**TO DO**: Return the whole listing, keeping every character the same.

━━━━━━━━

PR #167, opened 2016-08-11
Add GlobalAggregateStatement to the query

MoniMoledo:
Add GlobalAggregateStatement to the query in order to support max, min, count.. functions

@JavierJia

PR #168, opened 2016-08-12
Add tests for DataManager

JavierJia:
Add actor model related tests. 
The missing part is to get the global stats of one dataset which is rely on #167 . 

@MoniMoledo


MoniMoledo:
:+1:

PR #172, opened 2016-08-17
Restructure cloudberry + timeseries bug fix

starmon00:
PR for restructuring cloudberry by creating divs for different parts of cloudberry and fixing timeseries zoom bug

@JavierJia


neo/app/views/index.scala.html
```diff
@@ -1,15 +1,31 @@
...
+      <a href="https://www.youtube.com/watch?v=XwlRm0jcsU4" target="_blank" class="btn btn-info">How to use this demo</a>
+    </div>
+
+  </div>
+
+  <div class="SearchBar">
+    <search-bar></search-bar>
+  </div>
+
+  <div class="TimeSeries">
```
JavierJia: let's unify the js class name pattern. I think it's more common to use all-lower-case with `-` in js.

neo/public/javascripts/searchbar/controllers.js
```diff
@@ -16,6 +16,7 @@ angular.module('cloudberry.util', ['cloudberry.common'])
       restrict: "E",
       controller: 'SearchCtrl',
       template: [
+        '<style> .btn.btn-info{position : relative; left:105%; z-index: -3;} </style>',
```
JavierJia: remove this line.

neo/app/views/index.scala.html
```diff
@@ -1,15 +1,31 @@
 @(title: String) @main(title){
 <div xmlns="http://www.w3.org/1999/html" ng-controller="AppCtrl">
 
-  <map lat="39.5" lng="-96.35" zoom="4"></map>
+  <div class="Map">
```
JavierJia: I think `<map>` should have its own id? then this div may not need?

JavierJia: may be `map-group` to be clear?

neo/app/views/index.scala.html
```diff
@@ -1,15 +1,31 @@
...
+      <img src ="https://asterixdb.apache.org/img/asterixdb_tm.png" id="logo_img">
+    </div>
+
+    <div id='how-to'>
+      <a href="https://www.youtube.com/watch?v=XwlRm0jcsU4" target="_blank" class="btn btn-info">How to use this demo</a>
+    </div>
+
+  </div>
+
+  <div class="SearchBar">
```
JavierJia: search-bar should have its own `id`, this `div` may not be required?

neo/app/views/index.scala.html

━━━━━━━━

**SOLUTION FOR THIS EXERCISE**:
PR #167, opened 2016-08-11
Add GlobalAggregateStatement to the query

MoniMoledo:
Add GlobalAggregateStatement to the query in order to support max, min, count.. functions

@JavierJia

PR #168, opened 2016-08-12
Add tests for DataManager

JavierJia:
Add actor model related tests. 
The missing part is to get the global stats of one dataset which is rely on #167 . 

@MoniMoledo


MoniMoledo:
:+1:

PR #172, opened 2016-08-17
Restructure cloudberry + timeseries bug fix

starmon00:
PR for restructuring cloudberry by creating divs for different parts of cloudberry and fixing timeseries zoom bug

@JavierJia


neo/app/views/index.scala.html
```diff
@@ -1,15 +1,31 @@
...
+      <a href="https://www.youtube.com/watch?v=XwlRm0jcsU4" target="_blank" class="btn btn-info">How to use this demo</a>
+    </div>
+
+  </div>
+
+  <div class="SearchBar">
+    <search-bar></search-bar>
+  </div>
+
+  <div class="TimeSeries">
```
JavierJia: let's unify the js class name pattern. I think it's more common to use all-lower-case with `-` in js.

neo/public/javascripts/searchbar/controllers.js
```diff
@@ -16,6 +16,7 @@ angular.module('cloudberry.util', ['cloudberry.common'])
       restrict: "E",
       controller: 'SearchCtrl',
       template: [
+        '<style> .btn.btn-info{position : relative; left:105%; z-index: -3;} </style>',
```
JavierJia: remove this line.

neo/app/views/index.scala.html
```diff
@@ -1,15 +1,31 @@
 @(title: String) @main(title){
 <div xmlns="http://www.w3.org/1999/html" ng-controller="AppCtrl">
 
-  <map lat="39.5" lng="-96.35" zoom="4"></map>
+  <div class="Map">
```
JavierJia: I think `<map>` should have its own id? then this div may not need?

JavierJia: may be `map-group` to be clear?

neo/app/views/index.scala.html
```diff
@@ -1,15 +1,31 @@
...
+      <img src ="https://asterixdb.apache.org/img/asterixdb_tm.png" id="logo_img">
+    </div>
+
+    <div id='how-to'>
+      <a href="https://www.youtube.com/watch?v=XwlRm0jcsU4" target="_blank" class="btn btn-info">How to use this demo</a>
+    </div>
+
+  </div>
+
+  <div class="SearchBar">
```
JavierJia: search-bar should have its own `id`, this `div` may not be required?

neo/app/views/index.scala.html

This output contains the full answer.